O programa de repatriação, na forma como foi aprovado e executado, deixou margem para lavar dinheiro? O empresário e ex-deputado federal Ronaldo Cezar Coelho admitiu que repatriou recursos que seriam de caixa 2.
Não conheço a situação específica, mas é possível que pessoas tenham procurado esquentar dinheiro por meio da adesão ao programa de regularização fiscal. Porém, se essas pessoas detinham recursos de origem ilícita, estarão sujeitas a uma investigação e processo criminal.
O senhor tem algum destaque em relação às 10 medidas contra a corrupção?
O Ministério Público amadureceu muito nos últimos anos, porém, no que diz respeito às pretendidas reformas legislativas, precisamos refletir melhor. Não é admissível a proposta que busca autorizar o Ministério Público a se valer de provas obtidas ilicitamente para condenar pessoas.
O senhor foi procurador por muitos anos e decidiu dar um novo rumo na carreira, advogando.
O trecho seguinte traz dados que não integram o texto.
PR #157, opened 2017-09-22
get max devices limit (mgmt endpoint)

mchalski:
issues: https://tracker.mender.io/browse/MEN-1423

the first 3 commits actually unify the name of the `max_devices` param across the codebase.

### DIFF
--- a/devauth/devauth.go
+++ b/devauth/devauth.go
@@ -72,6 +72,8 @@ type App interface {
 	VerifyToken(ctx context.Context, token string) error
 
 	SetTenantLimit(ctx context.Context, tenant_id string, limit model.Limit) error
+
+	GetLimit(ctx context.Context, name string) (*model.Limit, error)
 }
 
 type DevAuth struct {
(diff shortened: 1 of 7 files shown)


devauth/devauth.go
```diff
@@ -573,6 +575,19 @@ func (d *DevAuth) VerifyToken(ctx context.Context, raw string) error {
...
 }
 
+func (d *DevAuth) GetLimit(ctx context.Context, name string) (*model.Limit, error) {
+	lim, err := d.db.GetLimit(ctx, name)
+
+	switch err {
+	case nil:
+		return lim, nil
+	case store.ErrLimitNotFound:
+		return &model.Limit{Name: name, Value: 0}, nil
```
bboozzoo: `nil, nil`?

mchalski: well, if the limit is not there, we set it to 0, no?

and later on, to the config default (spearate task)

bboozzoo: fair enough

PR #161, opened 2017-10-02
GET /devices/count?status

mchalski:
https://tracker.mender.io/browse/MEN-1484

involves a pretty horrific mongo aggregation pipeline (to count devices by status), so take a good look.
can filter by status in general, not only 'accepted' devices. this required more work but thought it would be useful to handle this once and for all and not go back to it. other statuses might still be relevant e.g. for the ui in the future.

also, had to bump mongo version on travis to 3.4. we're still stuck at 3.2 (which imo should be fixed across the board). I got bitten by an incompatibility - the `$count` aggregate operator is available since 3.4, hence the fix.

### DIFF
--- a/store/mongo/datastore_mongo.go
+++ b/store/mongo/datastore_mongo.go
@@ -605,3 +605,125 @@ func (db *DataStoreMongo) GetLimit(ctx context.Context, name string) (*model.Lim
 
 	return &lim, nil
 }
+
+func (db *DataStoreMongo) GetDevCountByStatus(ctx context.Context, status string) (int, error) {
+	s := db.session.Copy()
+	defer s.Close()
+
+	// if status == "", fallback to a simple count of all devices
+	if status == "" {
+		c := s.DB(ctxstore.DbFromContext(ctx, DbName)).C(DbDevicesColl)
+		return c.Count()
+	}
+
+	// compose aggregation pipeline
+	c := s.DB(ctxstore.DbFromContext(ctx, DbName)).C(DbAuthSetColl)
+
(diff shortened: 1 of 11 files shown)


mchalski:
@mendersoftware/rndity ping?

bboozzoo:
rebase?

store/mongo/datastore_mongo.go
```diff
@@ -595,3 +595,125 @@ func (db *DataStoreMongo) GetLimit(ctx context.Context, name string) (*model.Lim
 
 	return &lim, nil
 }
+
+func (db *DataStoreMongo) GetDevCountByStatus(ctx context.Context, status string) (int, error) {
```
maciejmrowiec: this looks a bit complicated, maybe I'm not getting full intention but that was supposed to count devices of specified status, devices already have status field so there is no need to mine authsets (is there?)

then something like this ```db.devices.find({"status":"accepted"}).count()``` could do the trick

mchalski: the thing is the `device.status` field is obsolete and not consistently updated since authsets were introduced. the idea I got from talking to the rest of the team is that we will drop it at some point.

so auth sets are the actual 'source of truth' on the overall status.

the query is complicated because I did too much - I didn't notice that only `accepted` devices must be counted for now, and automatically assumed we're after all statuses. it was pointed out to me later, and since I already started composing the query I didn't want to drop it - I imagine at some point counting other statuses will be useful.

maciejmrowiec: I see, thanks for explanation.

PR #169, opened 2017-10-09
tests: add test for limiting of accepted devices 

bboozzoo:
@mendersoftware/rndity

### DIFF
--- a/tests/tests/test_device.py
+++ b/tests/tests/test_device.py
@@ -120,6 +120,26 @@ class TestDevice:
         print('limit:', limit)
         assert limit.limit == 0
 
+    @pytest.mark.xfail(reason='Not implemented yed, waiting for MEN-1486')
+    @pytest.mark.parametrize('devices', ['5'], indirect=True)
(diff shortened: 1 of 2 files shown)


tests/tests/test_device.py
```diff
@@ -120,6 +120,27 @@ def test_get_device_limit(self, management_api):
...
+    @pytest.mark.xfail(reason='Not implemented yed, waiting for MEN-1486')
+    @pytest.mark.parametrize('devices', ['5'], indirect=True)
+    def test_device_limit_applied(self, management_api, devices):
+        expected = 2
+        internal_api.put_max_devices_limit('foo', expected)
+
+        accepted = 0
+        try:
+            for dev, dev_auth in devices:
+                with inventory.run_fake_for_device_id(devid):
```
kjaskiewiczz: where this variable (devid) came from?

bboozzoo: Right, this probably failed due to NameError ;) The test was expected to fail, just not the way it actually failed

bboozzoo: should be fixed now

PR #170, opened 2017-10-10
enforce device count limit

mchalski:
https://tracker.mender.io/browse/MEN-1486

this is part 1 of the work. next PR will go into `deviceadm` (propagate the new 422 status to the user when accepting a device, with the exact same message).

### DIFF
--- a/devauth/devauth.go
+++ b/devauth/devauth.go
@@ -39,8 +39,9 @@ import (
 )
 
 var (
-	ErrDevAuthUnauthorized = errors.New("dev auth: unauthorized")
-	ErrDevIdAuthIdMismatch = errors.New("dev auth: dev ID and auth ID mismatch")
+	ErrDevAuthUnauthorized   = errors.New("dev auth: unauthorized")
+	ErrDevIdAuthIdMismatch   = errors.New("dev auth: dev ID and auth ID mismatch")
+	ErrMaxDeviceCountReached = errors.New("maximum number of accepted devices reached")
 )
 
 // Expiration Timeout should be moved to database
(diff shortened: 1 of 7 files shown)


bboozzoo:
can you rebase on top of master and enable this test https://github.com/mendersoftware/deviceauth/blob/master/tests/tests/test_device.py#L125 ?

mchalski:
@mendersoftware/rndity this finally builds, ping

devauth/devauth.go
```diff
@@ -403,6 +404,15 @@ func (d *DevAuth) DecommissionDevice(ctx context.Context, devId string) error {
 }
 
 func (d *DevAuth) AcceptDeviceAuth(ctx context.Context, device_id string, auth_id string) error {
+	allow, err := d.canAcceptDevice(ctx)
```
bboozzoo: Here's the thing, in order to correctly apply the limit, we should first 'accept' the device and then verify if it's above the limit. Otherwise there's a race between checking agains the and updating a shared state in DB. IMO it will be possible to abuse it if you spam the status endpoint.

That's the theory. In practice, we've cut some corners already so this one might be acceptable too (even though it's wrong). Maybe at least leave a note in the code that this part is racy and we'll need to do something about this in the future.

mchalski: so, should the flow be like this?:
- mark auth set as accepted
- count
- if above limit - unmark?

that's 'better', but nontransactionality could still bite us. not sure if it's worth the effort, but I'll consider it.

mchalski: @bboozzoo added a note ;)

PR #174, opened 2017-10-23
correctly set content-type of JWT auth token

GregorioDiStefano:
Noticed that the token response headers are incorrect this weekend while investigating something else.
The response content-type is "application/json" but the response is not valid JSON  

@bboozzoo @maciejmrowiec

### DIFF
--- a/api/http/api_devauth.go
+++ b/api/http/api_devauth.go
@@ -155,8 +155,9 @@ func (d *DevAuthApiHandlers) SubmitAuthRequestHandler(w rest.ResponseWriter, r *
 			http.StatusUnauthorized, "unauthorized")
 		return
 	case nil:
-		w.(http.ResponseWriter).Header().Set("Content-Type", "application/jwt")
-		w.(http.ResponseWriter).Write([]byte(token))
+		ww := w.(http.ResponseWriter)
+		ww.Header().Set("Content-Type", "application/jwt")
+		ww.Write([]byte(token))
 		return
 	default:
 		rest_utils.RestErrWithLogInternal(w, r, l, err)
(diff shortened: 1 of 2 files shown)


GregorioDiStefano:
that didn't fix it, taking another look

bboozzoo:
Might be that go-json-rest is forcing `application/json` content type on the output

maciejmrowiec:
Yeah, I think auto-setting application/json is in middleware

GregorioDiStefano:
Yes, that's whats happening! 
A quick suggestion: if I add a quote around the token, it would be valid JSON. 

Is that an acceptable change?

bboozzoo:
Although it should not happen: https://github.com/ant0ine/go-json-rest/blob/master/rest/response.go#L67

GregorioDiStefano:
The unit tests are actually testing the content-type, and are passing "application/jwt" is correctly being set, but the acceptance tests in python are seeing the content-type as "application/json; charset=utf-8"

bboozzoo:
There's a unit test that verifies if content type is `application/jwt`: https://github.com/mendersoftware/deviceauth/blob/master/api/http/api_devauth_test.go#L261 idk, maybe recorder is hooked up in the wrong place.

Also, keep in mind that errors will return with content-type set to `application/json`

GregorioDiStefano:
If I understood correctly, this request is "internal" and actually handled in useradm:

see here:
https://github.com/mendersoftware/useradm/blob/master/api/http/api_useradm.go#L115

GregorioDiStefano:
Fixed here: https://github.com/mendersoftware/useradm/pull/100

Houve e ainda há reação de antigos colegas de MPF?
Foi uma decisão de vida, como tantas outras. Tive uma atuação destacada no MPF, inclusive no estímulo de uma atuação mais intensa no controle da chamada criminalidade de colarinho branco. Talvez por isso, na época houve quem estranhasse a decisão, mas recebi um apoio massivo do meu círculo de colegas e, sobretudo, do então procurador-geral da República, Antonio Fernando. Por ter sido procurador da área de lavagem de dinheiro em Porto Alegre, tive de sair do Rio Grande do Sul por três anos para cumprir a quarentena prevista na Constituição. E isso acabou sendo importante para minha carreira como advogado.